- [EXERCISE DESCRIPTION]: Line count for "because": state how many lines of the data below include it, and output nothing more.

- [DATA]:
##############################

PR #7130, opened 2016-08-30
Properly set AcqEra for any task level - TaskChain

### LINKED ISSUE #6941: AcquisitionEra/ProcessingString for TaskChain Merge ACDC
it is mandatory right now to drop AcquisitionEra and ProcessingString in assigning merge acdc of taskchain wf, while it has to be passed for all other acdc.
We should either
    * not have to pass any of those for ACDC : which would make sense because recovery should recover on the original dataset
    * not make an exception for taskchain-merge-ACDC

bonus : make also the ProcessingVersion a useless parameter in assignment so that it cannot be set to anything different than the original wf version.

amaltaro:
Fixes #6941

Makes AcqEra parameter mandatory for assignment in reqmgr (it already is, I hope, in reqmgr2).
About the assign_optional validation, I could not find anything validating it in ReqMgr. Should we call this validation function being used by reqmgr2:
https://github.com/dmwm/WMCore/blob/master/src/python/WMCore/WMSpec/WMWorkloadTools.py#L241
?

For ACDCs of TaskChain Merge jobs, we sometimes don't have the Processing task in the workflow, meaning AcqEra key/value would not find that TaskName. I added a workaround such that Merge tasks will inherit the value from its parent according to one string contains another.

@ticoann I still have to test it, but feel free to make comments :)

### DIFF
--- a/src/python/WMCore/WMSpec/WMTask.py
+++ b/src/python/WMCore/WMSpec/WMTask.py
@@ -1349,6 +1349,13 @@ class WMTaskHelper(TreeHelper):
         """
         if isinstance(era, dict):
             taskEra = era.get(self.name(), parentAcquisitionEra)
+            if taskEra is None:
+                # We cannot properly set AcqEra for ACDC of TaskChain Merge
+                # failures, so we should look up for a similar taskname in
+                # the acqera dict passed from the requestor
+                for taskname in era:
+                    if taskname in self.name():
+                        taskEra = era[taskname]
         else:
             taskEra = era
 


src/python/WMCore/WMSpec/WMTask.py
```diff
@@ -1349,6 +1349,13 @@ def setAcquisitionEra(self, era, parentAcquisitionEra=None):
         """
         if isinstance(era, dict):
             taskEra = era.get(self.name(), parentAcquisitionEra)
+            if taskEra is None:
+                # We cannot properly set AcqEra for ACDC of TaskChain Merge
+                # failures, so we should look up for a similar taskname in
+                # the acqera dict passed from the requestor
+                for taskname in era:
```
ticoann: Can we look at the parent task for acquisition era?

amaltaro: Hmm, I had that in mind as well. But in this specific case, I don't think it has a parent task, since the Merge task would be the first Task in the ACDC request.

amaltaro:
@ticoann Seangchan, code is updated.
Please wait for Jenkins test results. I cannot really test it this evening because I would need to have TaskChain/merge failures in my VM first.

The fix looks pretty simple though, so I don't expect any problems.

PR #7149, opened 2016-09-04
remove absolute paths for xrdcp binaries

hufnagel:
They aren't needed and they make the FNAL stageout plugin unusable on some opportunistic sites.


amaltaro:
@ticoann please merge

##############################

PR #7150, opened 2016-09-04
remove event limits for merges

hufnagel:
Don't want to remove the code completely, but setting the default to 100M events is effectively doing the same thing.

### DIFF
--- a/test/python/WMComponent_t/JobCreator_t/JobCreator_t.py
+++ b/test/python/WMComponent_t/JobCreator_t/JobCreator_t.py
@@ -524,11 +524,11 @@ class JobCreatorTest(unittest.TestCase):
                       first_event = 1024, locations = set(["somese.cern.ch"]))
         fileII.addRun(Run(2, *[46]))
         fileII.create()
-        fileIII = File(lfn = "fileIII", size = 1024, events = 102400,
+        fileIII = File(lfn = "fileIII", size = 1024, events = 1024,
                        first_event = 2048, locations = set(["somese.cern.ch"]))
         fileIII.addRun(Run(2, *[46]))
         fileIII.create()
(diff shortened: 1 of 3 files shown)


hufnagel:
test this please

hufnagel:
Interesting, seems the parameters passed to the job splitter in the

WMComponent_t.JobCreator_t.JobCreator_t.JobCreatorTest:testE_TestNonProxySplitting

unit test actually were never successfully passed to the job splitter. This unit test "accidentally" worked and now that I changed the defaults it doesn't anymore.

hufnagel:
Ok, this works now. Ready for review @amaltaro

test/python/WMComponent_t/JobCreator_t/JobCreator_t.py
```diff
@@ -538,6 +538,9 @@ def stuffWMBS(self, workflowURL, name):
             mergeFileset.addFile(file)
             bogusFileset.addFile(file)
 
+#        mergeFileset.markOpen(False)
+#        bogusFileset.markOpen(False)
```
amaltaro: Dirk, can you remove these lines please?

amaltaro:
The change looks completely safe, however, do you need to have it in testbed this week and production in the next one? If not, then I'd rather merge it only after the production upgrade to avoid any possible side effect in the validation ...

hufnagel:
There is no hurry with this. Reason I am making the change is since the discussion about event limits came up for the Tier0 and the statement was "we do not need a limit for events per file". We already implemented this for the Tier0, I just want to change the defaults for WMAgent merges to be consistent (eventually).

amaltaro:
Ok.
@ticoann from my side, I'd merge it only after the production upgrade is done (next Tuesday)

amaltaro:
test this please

##############################

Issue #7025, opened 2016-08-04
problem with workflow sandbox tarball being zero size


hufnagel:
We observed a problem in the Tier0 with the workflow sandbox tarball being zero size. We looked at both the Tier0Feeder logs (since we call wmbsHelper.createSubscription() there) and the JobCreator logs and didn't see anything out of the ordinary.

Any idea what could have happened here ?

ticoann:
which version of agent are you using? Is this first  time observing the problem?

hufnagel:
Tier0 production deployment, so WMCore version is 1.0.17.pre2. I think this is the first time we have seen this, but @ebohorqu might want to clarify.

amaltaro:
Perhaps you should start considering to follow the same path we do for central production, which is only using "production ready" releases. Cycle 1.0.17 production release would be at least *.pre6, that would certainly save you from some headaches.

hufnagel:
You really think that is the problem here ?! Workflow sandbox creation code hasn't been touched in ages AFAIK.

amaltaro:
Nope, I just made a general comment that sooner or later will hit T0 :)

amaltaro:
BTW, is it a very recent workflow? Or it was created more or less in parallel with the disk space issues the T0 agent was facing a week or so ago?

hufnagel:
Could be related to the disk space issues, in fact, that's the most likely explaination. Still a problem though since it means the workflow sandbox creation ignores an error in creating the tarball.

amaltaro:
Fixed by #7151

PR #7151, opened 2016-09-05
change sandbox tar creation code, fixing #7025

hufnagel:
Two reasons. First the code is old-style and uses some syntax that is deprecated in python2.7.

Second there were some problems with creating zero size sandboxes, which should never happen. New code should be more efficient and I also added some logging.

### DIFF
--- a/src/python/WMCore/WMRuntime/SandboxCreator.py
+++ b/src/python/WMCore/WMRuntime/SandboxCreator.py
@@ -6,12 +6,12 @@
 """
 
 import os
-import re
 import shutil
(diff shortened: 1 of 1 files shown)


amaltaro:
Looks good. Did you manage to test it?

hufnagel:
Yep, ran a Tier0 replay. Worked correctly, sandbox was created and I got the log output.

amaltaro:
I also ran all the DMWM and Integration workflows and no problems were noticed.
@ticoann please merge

##############################

- [EXERCISE OUTPUT]: 2